Maroc Gdim Izik en 2010 : de l’assassinat des forces de l’ordre à la manipulation de l’opinion.





Le procès de l’affaire des assassins des forces de l’ordre à Gdeim Izik le 08 novembre 2010 a été ouvert ce lundi 26 décembre devant la Cour d’appel de Rabat (annexe de Salé) mais a été reporté au 23 janvier rapporte le site d’information 360.ma. Ce report a été décidé sur requête de la défense des 25 accusés qui ont demandé du temps pour préparer leurs plaidoiries.

 Rappel des événements qui ont donné lieu à ce carnage. Il était 7 h du matin, lundi, 8 novembre 2010 quand les forces de sécurité reçurent l'ordre d’intervenir sans armes pour raser le camp de Gdim Izik, après que toutes les voies de dialogue aient été épuisées pour trouver une issue à cette situation somme toute inacceptable. Seulement, les forces de l'ordre ont été empêchées d'accéder au campement et se sont heurtées à une réaction violente de la part d'éléments armés d’armes blanches. Des bouteilles incendiaires (cocktails Molotov) et des bonbonnes de gaz ont été utilisées par ces personnes lors des affrontements. Ces derniers ont dégénéré en manifestations qui ont touché toute la périphérie de Lâayoune. Les manifestants venus du campement en question ont alors mis le feu à plusieurs établissements publics, notamment au Centre régional d'investissement (CRI), au siège du Conseil régional, dans des agences bancaires et de nombreux commerces. Le centre de la ville de Lâayoune n'ayant pas été touché



Pour rappel, le campement avait été dressé le 19 octobre 2010 par des habitants de la région de Laâyoune pour protester contre «la détérioration de leurs conditions de vie et réclamer des emplois et des logements des ONG sur place.

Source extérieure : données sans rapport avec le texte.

PR #2779, opened 2025-06-09
Add batch of members endpoints to fix race conditions (#2760)

### LINKED ISSUE #2684: [Feature]: Endpoint for adding single member to project
### Problem

Currently the only way to add members to a project is through the set members endpoint. The issue is that this endpoint requires passing an authoritative list of all members when called, which introduces a race condition when it's called in parallel. We're hitting this when trying to automatically add users to specific projects using some automations that we can't control the parallelism of. 

### Solution

Add an endpoint to append a new member to a project, instead of a full replacement. 

### Workaround

_No response_

Yes

haydnli-shopify:
## Summary

Implements atomic single and batch member management endpoints to eliminate race conditions when multiple automations add/remove project members simultaneously. The existing `set_members` endpoint required passing an authoritative list of **all** members, creating race conditions in concurrent scenarios.

This PR enhances the member management system to support both single-user and batch operations through the same endpoints, providing flexibility for different use cases while maintaining backwards compatibility.

**Fixes #2684 (parent ticket #2742)**

## Changes Made

- Enhanced `AddProjectMemberRequest` to accept single member or array of members  
- Enhanced `RemoveProjectMemberRequest` to accept single username or array of usernames  
- Implemented `add_project_members()` and `remove_project_members()` service functions supporting both single and batch operations  
- Enhanced `POST /api/projects/{project_name}/add_member` endpoint for single/batch operations  
- Enhanced `POST /api/projects/{project_name}/remove_member` endpoint for single/batch operations  
- Extended `ProjectsAPIClient` with backwards-compatible methods and new batch methods  
- Comprehensive permission controls (managers/admins only, global admin privileges) for all operations  
- Support for username or email lookup in both single and batch modes  
- Protection against removing all project admins  
- Atomic database operations eliminating read-modify-write patterns  
- Comprehensive test suite covering single, batch, and edge case scenarios

## API Usage

**Add a single member**  
`POST /api/projects/my-project/add_member`  
Body:
```json
{
  "members": {
    "username": "john@example.com",
    "project_role": "user"
  }
}
```

**Add multiple members (batch)**  
`POST /api/projects/my-project/add_member`  
Body:
```json
{
  "members": [
    {"username": "john@example.com", "project_role": "user"},
    {"username": "jane_doe", "project_role": "manager"},
    {"username": "alice", "project_role": "user"}
  ]
}
```

**Remove a single member**  
`POST /api/projects/my-project/remove_member`  
Body:
```json
{
  "usernames": "john_doe"
}
```

**Remove multiple members (batch)**  
`POST /api/projects/my-project/remove_member`  
Body:
```json
{
  "usernames": ["john_doe", "jane@example.com", "alice"]
}
```

**Update existing member role (via add_member)**  
`POST /api/projects/my-project/add_member`  
Body:
```json
{
  "members": {
    "username": "jane",
    "project_role": "admin"
  }
}
```

## Race Condition Fix

Previously, concurrent automations had to read and rewrite the entire project member list using the `set_members` endpoint, which led to race conditions and unintended overwrites. This PR introduces atomic `add_member` and `remove_member` operations that support both single and batch operations, allowing changes to apply independently and safely—even when triggered simultaneously.


peterschmidt85:
Why not allow adding/removing a batch of users?

src/dstack/_internal/server/routers/projects.py
```diff
@@ -91,3 +93,41 @@ async def set_project_members(
     )
     await session.refresh(project)
     return projects.project_model_to_project(project)
+
+
+@router.post(
+    "/{project_name}/add_member",
+)
+async def add_project_member(
```
colinjc: Why not `add_project_members` and always accept a list of members, instead of having to handle an edge case for single member?

src/dstack/_internal/server/schemas/projects.py
```diff
@@ -24,3 +24,13 @@ class MemberSetting(CoreModel):
 
 class SetProjectMembersRequest(CoreModel):
     members: List[MemberSetting]
+
+
+class AddProjectMemberRequest(CoreModel):
+    # Support both single member and multiple members
+    members: Union[MemberSetting, List[MemberSetting]]
```
colinjc: Much simpler to always take a list

src/dstack/_internal/server/services/projects.py
```diff
@@ -201,6 +201,90 @@ async def set_project_members(
...
+    
+    # Create lookup maps for both username and email
+    username_to_user = {user.name: user for user in users_found}
+    email_to_user = {user.email: user for user in users_found if user.email}
+    
+    # Get current max member_num
+    max_member_num = 0
+    for member in project.members:
+        if member.member_num is not None and member.member_num > max_member_num:
+            max_member_num = member.member_num
```
colinjc: I don't really get this approach to sorting the member list. Why not just add a "member_added" timestamp to the table and sort on (member_added, username)? @peterschmidt85

src/dstack/_internal/server/services/projects.py
```diff
@@ -201,6 +201,90 @@ async def set_project_members(
...
+
+    # Process each member to add
+    for member_setting in members_list:
+        user_to_add = username_to_user.get(member_setting.username) or email_to_user.get(member_setting.username)
+        if user_to_add is None:
+            # Skip users that don't exist (could log warning)
```
colinjc: I would error on adding a non-existing user

src/dstack/_internal/server/services/projects.py
```diff
@@ -201,6 +201,90 @@ async def set_project_members(
...
+            continue
+
+        # Check if user is already a member
+        existing_member = None
+        for member in project.members:
+            if member.user_id == user_to_add.id:
+                existing_member = member
+                break
```
colinjc: There could be a lot of members, could stick the existing ids in a set for quick checks instead of iterating the whole array every new user. 

```python
# earlier in function
member_ids = {m.user_id for m in project.members}
...
 if user_to_add.id in member_ids:
...
```

src/dstack/_internal/server/services/projects.py
```diff
@@ -449,3 +533,80 @@ def _is_project_admin(
...
     return False
+
+
+async def remove_project_members(
+    session: AsyncSession,
+    user: UserModel,
+    project: ProjectModel,
+    usernames: Union[str, List[str]],
+):
+    """Remove single or multiple members from a project."""
```
colinjc: Same as above, always accepting a list seems cleaner.

peterschmidt85:
One more thought:
In order to support `Join` or `Leave` functionality, can we allow `add_members` and `remove_members` when a user adds/removes themselves to a public project – without reqing project/global admin rights.

One this is done, we can also add UI via a separate PR.

src/dstack/_internal/server/security/permissions.py
```diff
@@ -99,6 +99,78 @@ async def __call__(
...
+        if project is None:
+            raise error_not_found()
+
+        # Global admin can always manage projects
+        if user.global_role == GlobalRole.ADMIN:
+            return user, project
+
+        # Project managers can remove members
+        project_role = get_user_project_role(user=user, project=project)
+        if project_role in [ProjectRole.ADMIN, ProjectRole.MANAGER]:
```
dakota-shop: This check seems redundant if we are going to `return user, project` below anyway.

src/dstack/_internal/server/services/projects.py
dakota-shop: I agree; also I wonder about a race condition where `member_num` could be the same for 2 members added simultaneously.

src/dstack/_internal/server/services/projects.py
```diff
@@ -201,6 +231,101 @@ async def set_project_members(
...
+        if member.member_num is not None and member.member_num > max_member_num:
+            max_member_num = member.member_num
+
+    # Process each member to add
+    for member_setting in members:
+        user_to_add = username_to_user.get(member_setting.username) or email_to_user.get(
+            member_setting.username
+        )
+        if user_to_add is None:
+            # Error on adding non-existing users instead of silently skipping
```
dakota-shop: I think you can remove this comment since the code is obvious

src/dstack/_internal/server/services/projects.py
```diff
@@ -201,6 +231,101 @@ async def set_project_members(
...
+            await add_project_member(
+                session=session,
+                project=project,
+                user=user_to_add,
+                project_role=member_setting.project_role,
+                member_num=max_member_num,
+                commit=False,
+            )
+            # Keep track of newly added members for subsequent iterations
+            member_ids.add(user_to_add.id)
```
dakota-shop: If you add a member and the user ID `X` gets added to `member_ids`, on a subsequent iteration you will check `member_ids` and find `X` on line 307; then on line 309, will you find `X` in `member_by_user_id`?

My guess this situation would only occur if the same user identifier appears multiple times in `members`? Is that a valid request?

src/dstack/_internal/server/services/projects.py
```diff
@@ -449,3 +606,96 @@ def _is_project_admin(
...
+    member_by_user_id = {m.user_id: m for m in project.members}
+
+    # Find members to remove and validate permissions
+    members_to_remove = []
+    admin_removals = 0
+
+    for username in usernames:
+        user_to_remove = username_to_user.get(username) or email_to_user.get(username)
+        if user_to_remove is None:
+            # Error on removing non-existing users instead of silently skipping
```
dakota-shop: Useless comment can be removed :)

src/dstack/_internal/server/services/projects.py
```diff
@@ -449,3 +606,96 @@ def _is_project_admin(
...
+        select(UserModel).where((UserModel.name.in_(usernames)) | (UserModel.email.in_(usernames)))
+    )
+    users_found = res.scalars().all()
+
+    # Create lookup maps
+    username_to_user = {user.name: user for user in users_found}
+    email_to_user = {user.email: user for user in users_found if user.email}
+
+    # Build a set of member IDs for faster membership checks
+    member_user_ids = {m.user_id for m in project.members}
```
dakota-shop: If you are building a map below with `user_id` as the key, why do you need this set? You could just look up the key in that map and I think it would be just as efficient.

src/dstack/_internal/server/services/projects.py
haydnli-shopify: Yes, in the new logic I eliminated the redundant member_ids set and now only use the member_by_user_id map for all tracking.

src/dstack/_internal/server/services/projects.py
haydnli-shopify: Removed the redundant member_user_ids set. Now only using the member_by_user_id map for both membership checks and member lookups. Same as above

haydnli-shopify:
@r4victor Both ticket are ready for review
PR for backend APIs: https://github.com/dstackai/dstack/pull/2779
PR for UI: https://github.com/dstackai/dstack/pull/2795

src/dstack/_internal/server/schemas/projects.py
```diff
@@ -8,7 +8,11 @@
 
 class CreateProjectRequest(CoreModel):
     project_name: str
-    is_public: bool = False
+    is_public: Optional[bool] = False
```
r4victor: Should not be optional – unnecessary and leads to wrong type annotations downstream.

src/dstack/_internal/server/schemas/projects.py
```diff
@@ -25,3 +29,13 @@ class MemberSetting(CoreModel):
 
 class SetProjectMembersRequest(CoreModel):
     members: List[MemberSetting]
+
+
+class AddProjectMemberRequest(CoreModel):
+    # Always accept a list of members for cleaner API design
```
r4victor: Please clean up unnecessary comments

src/dstack/_internal/server/security/permissions.py
```diff
@@ -122,16 +130,88 @@ async def __call__(
...
         project_role = get_user_project_role(user=user, project=project)
         if project_role is not None:
             return user, project
 
+        # If not a member, check if project is public
         if project.is_public:
             return user, project
 
+        # Neither member nor public project
+        raise error_forbidden()
```
r4victor, line 142: You're overriding my changes in #2759.

src/dstack/_internal/server/routers/projects.py
```diff
@@ -92,3 +97,60 @@ async def set_project_members(
...
+    return projects.project_model_to_project(project)
+
+
+@router.post(
+    "/{project_name}/update_visibility",
+)
+async def update_project_visibility(
+    body: UpdateProjectVisibilityRequest,
+    session: AsyncSession = Depends(get_session),
+    user_project: Tuple[UserModel, ProjectModel] = Depends(ProjectManager()),
```
r4victor: Only ProjectAdmin must be able to change such settings. Project managers can only manage members.

src/dstack/_internal/server/security/permissions.py
```diff
@@ -122,16 +130,88 @@ async def __call__(
...
+
+
+class ProjectManagerOrPublicJoin:
+    """
+    Allows:
+    1. Project managers to add any members
+    2. Any authenticated user to join public projects themselves
+    """
```
r4victor: Having a different permission class for every endpoint and then also having permissions check at the service layer complicates things. Have you considered making two different APIs: one for admins/managers to add/remove multiple users and another for users to join/leave?

r4victor: At the very least, rename to ProjectManagerOrPublicProject (that's what it really is) and also fix the docstring (it does not check if users join themselves – that's done in the service layer).

src/dstack/_internal/server/security/permissions.py
haydnli-shopify: Fixed! I've updated the code to exactly match the structure from #2759 if thats what you are mentioning!

src/dstack/_internal/server/security/permissions.py
haydnli-shopify: @r4victor I've renamed it to `ProjectManagerOrPublicProject` and fixed the docstring to accurately reflect what the permission class does in the current code here. 
Also, I can refactor this in a follow-up PR to have dedicated endpoints for admin/manager operations vs user self-service actions if you think that would be cleaner. 
Let me know if you'd prefer that approach and I can work on it!

peterschmidt85:
Is this PR a part of #2795? If so, should it be closed?

haydnli-shopify:
> Is this PR a part of #2795? If so, should it be closed?

Yes it is part of #2795, in order to make the code review easier, we split the PR into two different one, once this is merged, the changes in this PR cannot be seen in the UI one

peterschmidt85:
@r4victor please confirm if this is good to merge

src/dstack/_internal/server/services/projects.py
```diff
@@ -497,8 +596,102 @@ def _is_project_admin(
     user: UserModel,
     project: ProjectModel,
 ) -> bool:
+    # Check if user is the project owner
```
r4victor: @haydnli-shopify, once again, please remove all redundant comments that duplicate the code. We won't merge PRs with comments clutter.

If a function becomes hard to follow, better refactor the code into several appropriately named functions.

https://stackoverflow.blog/2021/12/23/best-practices-for-writing-code-comments/#h2-b7593c698a940

haydnli-shopify: Sure, I just removed unnecessary comments!

peterschmidt85:
@haydnli-shopify Since we merged #2795, this PR can be closed, right?

haydnli-shopify:
> @haydnli-shopify Since we merged #2795, this PR can be closed, right?

Yes, i will close it!

PR #2796, opened 2025-06-12
Health metrics (Part 2)

Nadine-H:
Part of #2736 

Adding two custom metrics: 
- `dstack_submit_to_provision_duration_seconds`: Time from when a run has been submitted and first job provisioning
- `dstack_pending_runs_total`: Total number of pending runs

We can add metrics later too, but I think for now these two are helpful to see if there are runs stuck in SUBMITTED or PENDING states, which could be due to an issue with dstack or the underlying infrastructure.


src/dstack/_internal/server/background/tasks/process_runs.py
```diff
@@ -369,6 +370,26 @@ async def _process_active_run(session: AsyncSession, run_model: RunModel):
             run_model.status.name,
             new_status.name,
         )
+        if run_model.status == RunStatus.SUBMITTED and new_status == RunStatus.PROVISIONING:
+            current_time = datetime.datetime.now(datetime.timezone.utc)
```
un-def: Can be replaced with `dstack._internal.utils.common.get_current_datetime`

src/dstack/_internal/server/background/tasks/process_runs.py
```diff
@@ -369,6 +370,26 @@ async def _process_active_run(session: AsyncSession, run_model: RunModel):
...
+            submit_to_provision_duration = (
+                current_time - run_model.submitted_at.replace(tzinfo=datetime.timezone.utc)
+            ).total_seconds()
+            logger.info(
+                "%s: run took %.2f seconds from submision to provisioning.",
+                fmt(run_model),
+                submit_to_provision_duration,
+            )
+            project_name = run_model.project.name
+            run_type = RunSpec.__response__.parse_raw(run_model.run_spec).configuration.type
```
un-def: `RunSpec` is already parsed, see line 218

src/dstack/_internal/server/background/tasks/process_runs.py
```diff
@@ -369,6 +370,26 @@ async def _process_active_run(session: AsyncSession, run_model: RunModel):
...
+            run_metrics.log_submit_to_provision_duration(
+                submit_to_provision_duration, project_name, run_type
+            )
+
+        if new_status == RunStatus.PENDING:
+            run_spec = RunSpec.__response__.parse_raw(run_model.run_spec)
```
un-def: Same here, you can reuse `run_spec` from line 218

src/tests/_internal/server/background/tasks/test_process_runs.py
```diff
@@ -75,7 +75,26 @@ class TestProcessRuns:
...
+        with patch(
+            "dstack._internal.server.background.tasks.process_runs.run_metrics"
+        ) as mock_run_metrics:
+            await process_runs.process_runs()
+
+            mock_run_metrics.log_submit_to_provision_duration.assert_called_once()
+            args = mock_run_metrics.log_submit_to_provision_duration.call_args[0]
+            assert args[1] == run.project.name
+            assert args[2] == "service"
+            # Assert the duration is close to our expected duration (within 0.05 second tolerance)
```
un-def, line 104: This makes the test flaky, I suggest mocking `dstack._internal.utils.common.get_current_datetime` instead to make the assert reliable

src/tests/_internal/server/background/tasks/test_process_runs.py
```diff
@@ -201,8 +237,27 @@ async def test_submitted_to_provisioning_if_any(self, test_db, session: AsyncSes
...
+            "dstack._internal.server.background.tasks.process_runs.run_metrics"
+        ) as mock_run_metrics:
+            await process_runs.process_runs()
+
+            mock_run_metrics.log_submit_to_provision_duration.assert_called_once()
+            args = mock_run_metrics.log_submit_to_provision_duration.call_args[0]
+            assert args[1] == run.project.name
+            assert args[2] == "service"
+            assert isinstance(args[0], float)
+            # Assert the duration is close to our expected duration (within 0.05 second tolerance)
```
un-def: Same here, I think mocking `common.get_current_datetime` to return a predetermined value would make the assert easier and the test more reliable

src/dstack/_internal/server/background/metrics.py
```diff
@@ -0,0 +1,52 @@
+from prometheus_client import Counter, Histogram
```
un-def: I don't think the `background` package is the right place for this module. Not sure what is the best place, maybe `server.services.prometheus`? We can convert it to a package with submodules to separate the existing functions from the new `RunMetrics` class/instance.

cc @r4victor

Nadine-H: Makes sense, I'm not sure of the best naming that would distinguish the existing `prometheus.py` module and the new `metrics.py`. The major difference between them is how the metrics are collected; the earlier is more of a pull approach where the metrics are fetched when the `/metrics` endpoint is invoked, and the latter is more a push approach where the metrics are written to the prometheus client right when the runs are being processed. So maybe something like `pull_metrics` and `push_metrics`?

un-def: > the earlier is more of a pull approach where the metrics are fetched when the /metrics endpoint is invoked, and the latter is more a push approach where the metrics are written to the prometheus client right when the runs are being processed

But still, both are pull metrics (in terms of Prometheus, that is, clients pull metrics from the `/metrics` endpoint; there is also a [push approach](https://prometheus.io/docs/instrumenting/pushing/), which we currently don't use).

As the new metrics are about server health, I'd call the module `health.py`, `server.py` or something similar. Not sure about a new name for the existing metrics (run/job counters). I'll ask the team for suggestions, and if we come to the agreement, I'll push a commit renaming the modules (if, not, we can merge the PR as is and rename the modules later).

un-def (approved):

src/dstack/_internal/server/background/metrics.py
un-def: Renamed:

* `push_metrics.py` => `client_metrics.py` (for `prometheus_client`-based metrics)
* `pull_metrics.py` => `custom_metrics.py` (for metrics with custom implementations)

PR #2799, opened 2025-06-14
Rework default Docker images

### LINKED ISSUE #2793: [UX] Pre-build a EFA version of the default Docker image

peterschmidt85:
This PR does:

- [x] Adds `mpirun` and `/opt/nvcc-tests/build` to the `base` image
- [x] Drops separate images per Python version
- [x] Adds `devel-efa` image that comes with `/opt/nvcc-tests/build` and `uv` (fixes #2793)
- [x] Updates the Docker image version to 0.10
- [x] Updates the format of the base Docker image name to {version}-{'base|devel|devel-efa'}
- [x] Drops pre-pooling Docker images with VMs
- [x] Allows to use any `python` (not only minor versions)
- [x] Automatically choose `devel-efa` on EFA-enabled AWS instances
- [x] Add `OMPI_MCA_pml`, `OMPI_MCA_btl`, `OMPI_MCA_btl_tcp_if_exclude`, `NCCL_SOCKET_IFNAME`. See an [example](https://github.com/aws-samples/awsome-distributed-training/blob/84f05c607a021714753566afb8e75391a279b75f/2.ami_and_containers/containers/pytorch/0.nvcr-pytorch-aws.dockerfile#L202-L208).
- [x] Updated to Ubuntu 22.04

To be done separately:
- [ ] Build Docker & cloud images
- [ ] Updates documentation and examples (incl. add AWS EFA example)

Staged Docker images: https://hub.docker.com/repository/docker/dstackai/base-stgn/tags?name=ubuntu22.04&page=1


peterschmidt85:
https://docs.nvidia.com/deeplearning/nccl/user-guide/docs/env.html says `NCCL_SOCKET_IFNAME=^docker,lo` is unesessary. 

> By default, the loopback interface (lo) and docker interfaces (docker*) would not be selected unless there are no other interfaces available.

peterschmidt85:
One minor issue is that if users start using a different `python` versions, older clients will become incompatible:

<details><summary>Traceback</summary>
```
dstack ps
  File "/Users/cheptsov/.local/bin/dstack", line 10, in <module>
    sys.exit(main())
             ~~~~^^
  File "/Users/cheptsov/.local/share/uv/tools/dstack/lib/python3.13/site-packages/dstack/_internal/cli/main.py", line 89, in main
    args.func(args)
    ~~~~~~~~~^^^^^^
  File "/Users/cheptsov/.local/share/uv/tools/dstack/lib/python3.13/site-packages/dstack/_internal/cli/commands/ps.py", line 49, in _command
    runs = self.api.runs.list(all=args.all, limit=args.last)
  File "/Users/cheptsov/.local/share/uv/tools/dstack/lib/python3.13/site-packages/dstack/api/_public/runs.py", line 715, in list
    runs = self._api_client.runs.list(
        project_name=self._project,
        repo_id=None,
        limit=1,
    )
  File "/Users/cheptsov/.local/share/uv/tools/dstack/lib/python3.13/site-packages/dstack/api/server/_runs.py", line 48, in list
    return parse_obj_as(List[Run.__response__], resp.json())
  File "pydantic/tools.py", line 38, in pydantic.tools.parse_obj_as
  File "pydantic/main.py", line 347, in pydantic.main.BaseModel.__init__
pydantic.error_wrappers.ValidationError: 2 validation errors for ParsingModel[List[dstack._internal.core.models.runs.RunResponse]]
__root__ -> 0 -> run_spec -> configuration -> DevEnvironmentConfigurationResponse -> python
  '3.13.2' is not a valid PythonVersion (type=value_error)
__root__ -> 0 -> run_spec -> __root__
  Missing configuration (type=value_error)
```

</details>

peterschmidt85:
> One minor issue is that if users start using a different `python` versions, older clients will become incompatible:

@r4victor Should we truncate the Python version to `<major>.<minor>` to keep backward compatibility?

src/dstack/_internal/core/models/configurations.py
```diff
@@ -193,8 +186,8 @@ class BaseRunConfiguration(CoreModel):
         Optional[RegistryAuth], Field(description="Credentials for pulling a private Docker image")
     ] = None
     python: Annotated[
-        Optional[PythonVersion],
```
r4victor: Why removing PythonVersion enum? I don't see much benefit allowing to specify a patch version.

src/dstack/version.py
```diff
@@ -1,3 +1,3 @@
 __version__ = "0.0.0"
 __is_release__ = False
-base_image = "0.9"
```
r4victor, line 3: You should change the image version in the master after the images are built and published, so it's better to change it in a separate PR.

docker/base/Dockerfile
```diff
@@ -1,28 +1,78 @@
...
+    && apt-key adv --fetch-keys https://developer.download.nvidia.com/compute/cuda/repos/ubuntu2004/x86_64/3bf863cc.pub \
+    && apt-get update --fix-missing \
+    && apt-get upgrade -y \
+    && ln -fs /usr/share/zoneinfo/America/New_York /etc/localtime \
+    && apt-get install -y tzdata \
+    && dpkg-reconfigure --frontend noninteractive tzdata \
+    && cuda_version=$(echo ${CUDA_VERSION} | awk -F . '{ print $1"-"$2 }') \
+    && apt-get install -y --no-install-recommends \
+        cuda-libraries-dev-${cuda_version} \
+        cuda-nvcc-${cuda_version} \
```
r4victor, line 23: Installing nvcc in the base image, not only devel?

peterschmidt85: It is a builder stage, it's not included into the final one

src/dstack/_internal/server/background/tasks/process_running_jobs.py
```diff
@@ -441,6 +443,40 @@ def _should_wait_for_other_nodes(run: Run, job: Job, job_model: JobModel) -> boo
     return False
 
 
+def _patch_base_image_for_aws_efa(
```
r4victor: If this is going to be in this file, at least move it to the end.

src/dstack/_internal/server/background/tasks/process_running_jobs.py
```diff
@@ -517,14 +553,14 @@ def _process_provisioning_with_shim(
         cpu = None
         memory = None
         network_mode = NetworkMode.HOST
-
+    image_name = _patch_base_image_for_aws_efa(job_spec, job_provisioning_data)
```
r4victor, line 522: This is very hacky since you'll still have a different image specified in job spec, which can be hard to reason about and to figure out what's going on. It should be documented in JobSpec/get_default_image that image_name can be different from the specified there and why.

docker/base/efa/Dockerfile
```diff
@@ -1,15 +1,15 @@
-ARG BASE_IMAGE=dstackai/base:py3.12-0.7-cuda-12.1
+# syntax = edrevo/dockerfile-plus
```
r4victor, line 1: Can we live without it? An unfamiliar dependency that is no longer maintained.

src/tests/_internal/server/background/tasks/test_process_running_jobs.py
```diff
@@ -56,6 +63,9 @@
 
 pytestmark = pytest.mark.usefixtures("image_config_mock")
 
+if TYPE_CHECKING:
+    from dstack._internal.core.models.runs import JobProvisioningData
```
r4victor: Why

src/dstack/_internal/core/models/configurations.py
peterschmidt85: Rolled-back

src/dstack/version.py
peterschmidt85: Because we also change the format of the Docker image name, it's not possible to change it in a separate PR.
Moreover, we can build the new VM images from the PR branch before the merge, so it's OK.

docker/base/efa/Dockerfile
peterschmidt85: Without this dependency, we would need to duplicate the code

src/tests/_internal/server/background/tasks/test_process_running_jobs.py
peterschmidt85: Fixed

src/dstack/_internal/server/background/tasks/process_running_jobs.py
peterschmidt85: Fixed

src/dstack/_internal/server/background/tasks/process_running_jobs.py
peterschmidt85: Added documentation to `JobSpec/get_default_image`

src/dstack/version.py
r4victor: Ok, let's build the images from the PR then and merge when published.

r4victor (approved):

un-def (approved):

Un comité chargé de la coordination avec les autorités avait présenté l'installation de ce campement comme un « acte de protestation sociale ». Sans aucune prétention politique ? Pas sûr. Surtout lorsque la manifestation coïncide avec le début du nouveau round de négociations entre le Maroc et le Polisario. Comble de l'ironie, le Polisario accuse le Maroc d'avoir provoqué ces incidents pour faire échouer les négociations en question.

Pourtant, les forces de l'ordre auraient pu intervenir dès l'installation du camp. Elles ne sont pas intervenues et se sont contentées de surveiller de loin les manifestants. C'était justement pour donner toutes ses chances de réussite à ce round. Sage décision face à une population qui ne réclame pas plus que des logements et surtout la fameuse «carta» de l'Entraide nationale (son détenteur reçoit 1.500 DH par mois, sans avoir besoin de travailler). Seulement, une fois que les pouvoirs publics ont accédé à ces doléances, on décide quand même de mettre le feu aux poudres. Il y a moins de deux ans, tous les habitants des camps d'Al Wahda ont reçu des logements ou des lots de terrains prêts à bâtir assortis d'une dotation en matériaux de construction et d'une aide de 30.000 DH. Mais qu'à cela ne tienne, les autorités ont, encore une fois, commencé à recenser les demandeurs de logements. L'opération a été confiée aux chioukhs des tribus du Sahara.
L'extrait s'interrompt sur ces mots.